2.       Right to return the vehicle:  The buyer may return the vehicle to the seller within a 6 month period under certain conditions. This is subject to Section 56 (2) of the Act. Wear and tear is excluded. There has to be a proven defect in the car or the buyer must prove that the vehicle was sold to him which was not fit for the purpose for which he bought it. The onus will be on the buyer to provide evidence of such defect. The dealer will then have the option of repairing, replacing or refunding.  

I have spoken to the Used Car Sales Manager at the Dealership and explained my situation.  He was very helpfull, but at the end his superior, the Dealer Principle just wrote me an email stating that they cannot help me.  I have given the matter over to the MIO, but is still waiting on them to come back to me.
Any suggestions - do you think I have a foot to stand on?
Thanks!

----------


## AmithS

I am no expert on the CPA, but if you have good evidence like you are explaining above and present it in a manner that shows you have been deceived\mislead.  I am sure you will stand a good chance of getting the problem sorted out.

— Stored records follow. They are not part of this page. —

PR #1190, opened 2021-05-01
Moving ra, dec, and W calculations to core

Yash-10:
I noticed the rotational elements were computed in the high-level module. It might be a good choice to move those to core.

Thanks!

### DIFF
--- a/src/poliastro/core/fixed.py
+++ b/src/poliastro/core/fixed.py
@@ -1,0 +1,368 @@
+"""
+Low level ra, dec, and W calculations for bodies.
+
+REFERENCES:
+The values for all bodies except the Moon have been taken from: Archinal, B., \
+Acton, C., A’Hearn, M., Conrad, A., Consolmagno, G., & Duxbury, T. et al. \
+(2018). Report of the IAU Working Group on Cartographic Coordinates and \
+Rotational Elements: 2015. Celestial Mechanics And Dynamical Astronomy, 130(3). \
+doi: 10.1007/s10569-017-9805-5.
+
+The values for Moon have been taken from: Archinal, B., A’Hearn, M., Bowell, E., \
+Conrad, A., Consolmagno, G., & Courtin, R. et al. (2010). Report of the IAU \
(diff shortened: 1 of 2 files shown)


astrojuanlu (approved):
Thanks a lot @Yash-10 ! While I'm not a super fan of having the functions like this, it's something I have struggled with internally for a long time. It's not possible to do it "the smart way" either because each body uses a different equation essentially. And having a list of parameters that are then used in the equations makes everything just more difficult to read. So I am giving my approval on this, since it's an improvement over what we had before.

Yash-10:
Sorry @astrojuanlu ! I had intended to convert this into a draft since I suspected some problems in the units. I will fix it soon!

Again, sorry for the trouble!

astrojuanlu:
No worries! To clarify, #1229 was not because of this 💪🏽

src/poliastro/core/fixed.py
```diff
@@ -0,0 +1,368 @@
...
+    d: float
+        Interval in days from the standard epoch
+
+    Returns
+    -------
+    ra, dec, W: tuple (float)
+        Right ascension and declination of north pole, and angle of the prime meridian.
+
+    """
+    Ja = 99.360714 + 4850.4046 * T
```
jorgepiloto, line 192: This is being computed in degrees and passed in these units to the trigonometric functions below! As pointed out by @Yash-10, the tests within poliastro did not covered all this logic but the validation ones did. Pinging @astrojuanlu, we might discuss this on this week's poliastro meeting (July the 5th, 2021).

jorgepiloto: The same applies to the rest of the bodies, though this was only noticed for the cases of Jupiter and Moon due to the big amount of terms when computing their rotational elements at epoch.

Yash-10: Thanks @jorgepiloto ! I will soon open a pull request to (hopefully) rectify my mistake!

astrojuanlu: Yeah, in general I think having the validation tests is awesome, but also we should have more unit tests :)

Else if all fails, use media avenues to tell others about their deceitfulness!

Just my taughts!

----------


## Christel

> I am no expert on the CPA, but if you have good evidence like you are explaining above and present it in a manner that shows you have been deceived\mislead.  I am sure you will stand a good chance of getting the problem sorted out.
> 
> Else if all fails, use media avenues to tell others about their deceitfulness!
> 
> Just my taughts!


Thanks... I have this car on HP, and the people at MFC also said that if the MIO cannot help me I should go to the media.... It's just frustrating because I need a reliable car, and that is not what they sold to me.  This past Tuesday I dropped the kids at school, just switched off the car to help them out, tried immediately to switch on again and it was DEAD.  The engine did not even swing....

----------


## sterne.law@gmail.com

Your requirement of proof is fairly low in  terms of the CPA and the implied warranty is that the vehicle would be able to perform.
You have the 6 month warranty, wherein you can ask for refund, repair or replace.
Once a repair take splace then there is a "new" 3 month warranty with the same repair, replace or refund elements.
I think you should bring this pressure on the dealer. They will naturally attempt the repair and delay type tactics.
Every day without the car costs you time, money and maybe more importantly, aggravation. I suggest the route of, sort me out with another car or I give you your car back and go somewhere else.

----------

Christel (27-Feb-12)

----------


## gac

Christel, I suggest 2 actions:
1. Approach your financier for assistance. They may be able to put pressure on the Dealer.
2. Write a letter to the Dealership in which you state the facts (date purchased, what the sales person advised in response to your question, what has happened and then state the relevant law. Include the facts you discovered and for which you have records to prove about the car had R31k repairs done to it. State clearly that you demand they sort out the problem or that you will have no option but to take the matter further. But them be prepared to do exactly that.

Good luck.

----------

Christel (27-Feb-12)

----------